Task:
Give back, unchanged, each line from the one containing "using System.Collections.Generic;" through the last line of the entries below.

The data:
◆ ◆ ◆ ◆ ◆ ◆ ◆

PR #1381, opened 2026-07-27
Avoid eager trace payload construction when diagnostics are disabled

### LINKED ISSUE #1377: Avoid eager trace payload construction when diagnostics are disabled
## What is the issue

`TraceHelper` does not actually defer message construction until after the corresponding `EventSource` level is known to be enabled:

- The `Func<string>` overloads call `generateMessage()` while evaluating the arguments to `DefaultEventSource.Log.TraceEvent(...)`.
- The format overloads call `FormatString(...)` at the same point.
- `DefaultEventSource` checks `IsTraceEnabled` / `IsInfoEnabled` only after those arguments have already been evaluated.
- Expensive expressions passed to the format overload are evaluated even earlier, before entering `TraceHelper` at all.

This means disabled diagnostics still execute payload-building work on central dispatch paths. For example, orchestration dispatch serializes a runtime-state dump before every execution, eagerly joins every decision after execution, and uses the nominally lazy overload to serialize another dump on completion:

https://github.com/Azure/durabletask/blob/5217032961abf45846f462732a5e2813316e3747/src/DurableTask.Core/TaskOrchestrationDispatcher.cs#L437-L442

https://github.com/Azure/durabletask/blob/5217032961abf45846f462732a5e2813316e3747/src/DurableTask.Core/TaskOrchestrationDispatcher.cs#L471-L477

https://github.com/Azure/durabletask/blob/5217032961abf45846f462732a5e2813316e3747/src/DurableTask.Core/TaskOrchestrationDispatcher.cs#L1047-L1051

The helper overloads evaluate their factories and formatting before the eventual level check:

https://github.com/Azure/durabletask/blob/5217032961abf45846f462732a5e2813316e3747/src/DurableTask.Core/Tracing/TraceHelper.cs#L713-L777

https://github.com/Azure/durabletask/blob/5217032961abf45846f462732a5e2813316e3747/src/DurableTask.Core/Tracing/DefaultEventSource.cs#L99-L118

https://github.com/Azure/durabletask/blob/5217032961abf45846f462732a5e2813316e3747/src/DurableTask.Core/Tracing/DefaultEventSource.cs#L145-L152

https://github.com/Azure/durabletask/blob/5217032961abf45846f462732a5e2813316e3747/src/DurableTask.Core/Tracing/DefaultEventSource.cs#L197-L203

The same pattern eagerly enumerates and formats Service Bus message batches on receive and send paths:

https://github.com/Azure/durabletask/blob/5217032961abf45846f462732a5e2813316e3747/src/DurableTask.ServiceBus/ServiceBusOrchestrationService.cs#L549-L556

https://github.com/Azure/durabletask/blob/5217032961abf45846f462732a5e2813316e3747/src/DurableTask.ServiceBus/ServiceBusOrchestrationService.cs#L1363-L1367

https://github.com/Azure/durabletask/blob/5217032961abf45846f462732a5e2813316e3747/src/DurableTask.ServiceBus/ServiceBusOrchestrationService.cs#L1576-L1592

## Performance impact

When no diagnostics listener is attached, or when the requested level is disabled, every affected work item still pays for payload construction that is immediately discarded:

- runtime-state dump objects, lists, JSON writers, and result strings;
- LINQ enumerators and per-action/per-message strings;
- `string.Join`, interpolation, `params` arrays, and final formatted strings.

This work scales directly with orchestration dispatch rate and Service Bus batch size. It consumes CPU, increases Gen-0 allocation/collection frequency, and can increase tail latency despite producing no telemetry.

## Proposed backward-compatible solution

1. Add a single internal level check in `TraceHelper` (or an internal `DefaultEventSource.IsEnabled(TraceEventType)` helper) and return before `generateMessage()` or `FormatString(...)` is invoked.
2. Apply the guard consistently to the factory, format, and exception-trace helper paths.
3. Convert expensive pre-evaluated call sites such as the runtime-state serialization and Service Bus `string.Join` expressions to the factory overload, with all expensive work inside the lambda. A central helper guard alone cannot defer expressions that were evaluated before the helper call.
4. Preserve the existing event IDs, levels, payload text, and schemas whenever the level is enabled.

This changes no public API or wire format and leaves enabled diagnostics unchanged.

## Validation

- Add tests with a message factory that increments a counter: it must not run with the level disabled and must run exactly once with an appropriate `EventListener` enabled.
- Assert that enabled event payloads remain byte-for-byte equivalent.
- Benchmark orchestration dispatch with diagnostics disabled and track allocated bytes/op and Gen-0 collections before and after.

berndverst:
## Summary
- guard `TraceHelper` factory, format, and exception payload construction with the matching `EventSource` level check
- defer orchestration runtime-state serialization, decision joins, and Service Bus batch formatting until diagnostics are enabled
- add regression coverage proving factories and formatting are skipped when disabled, execute exactly once when enabled, and preserve event IDs, schemas, event types, messages, and exception return values

## Compatibility and performance
This does not change public APIs or EventSource event IDs/schemas. Enabled diagnostic payloads remain unchanged. When the requested level is disabled, high-throughput dispatch paths now avoid runtime-state serialization, LINQ enumeration, `string.Join`, interpolation, and final formatting allocations.

## Validation
- `dotnet test Test\DurableTask.Core.Tests\DurableTask.Core.Tests.csproj -f net8.0 --filter "FullyQualifiedName~TraceHelperTests|FullyQualifiedName~CommonTests.ShouldValidateEventSource"`
- `dotnet test Test\DurableTask.Core.Tests\DurableTask.Core.Tests.csproj -f net48 --filter "FullyQualifiedName~TraceHelperTests|FullyQualifiedName~CommonTests.ShouldValidateEventSource"`
- `dotnet build src\DurableTask.ServiceBus\DurableTask.ServiceBus.csproj`

Fixes #1377

### DIFF
--- a/Test/DurableTask.Core.Tests/TraceHelperTests.cs
+++ b/Test/DurableTask.Core.Tests/TraceHelperTests.cs
@@ -14,8 +14,10 @@
 #nullable enable
 namespace DurableTask.Core.Tests
 {
+    using System;
     using System.Collections.Generic;
     using System.Diagnostics;
+    using System.Diagnostics.Tracing;
     using DurableTask.Core.Entities.OperationFormat;
     using DurableTask.Core.Tracing;
     using Microsoft.VisualStudio.TestTools.UnitTesting;
@@ -23,6 +25,7 @@ namespace DurableTask.Core.Tests
     using TraceActivityStatusCode = DurableTask.Core.Tracing.ActivityStatusCode;
 
     [TestClass]
+    [DoNotParallelize]
     public class TraceHelperTests
     {
         [TestMethod]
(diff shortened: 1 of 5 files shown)


cgillum (approved):
This is a nice improvement. One caveat, however, is that I think Windows App Service-hosted apps capture all ETW trace levels by default, which means we won't observe improvements for those apps. However, I expect this will help with anything hosted on Linux or outside of App Service.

◆ ◆ ◆ ◆ ◆ ◆ ◆

Solution to this exercise:
     using System.Collections.Generic;
     using System.Diagnostics;
+    using System.Diagnostics.Tracing;
     using DurableTask.Core.Entities.OperationFormat;
     using DurableTask.Core.Tracing;
     using Microsoft.VisualStudio.TestTools.UnitTesting;
@@ -23,6 +25,7 @@ namespace DurableTask.Core.Tests
     using TraceActivityStatusCode = DurableTask.Core.Tracing.ActivityStatusCode;
 
     [TestClass]
+    [DoNotParallelize]
     public class TraceHelperTests
     {
         [TestMethod]
(diff shortened: 1 of 5 files shown)


cgillum (approved):
This is a nice improvement. One caveat, however, is that I think Windows App Service-hosted apps capture all ETW trace levels by default, which means we won't observe improvements for those apps. However, I expect this will help with anything hosted on Linux or outside of App Service.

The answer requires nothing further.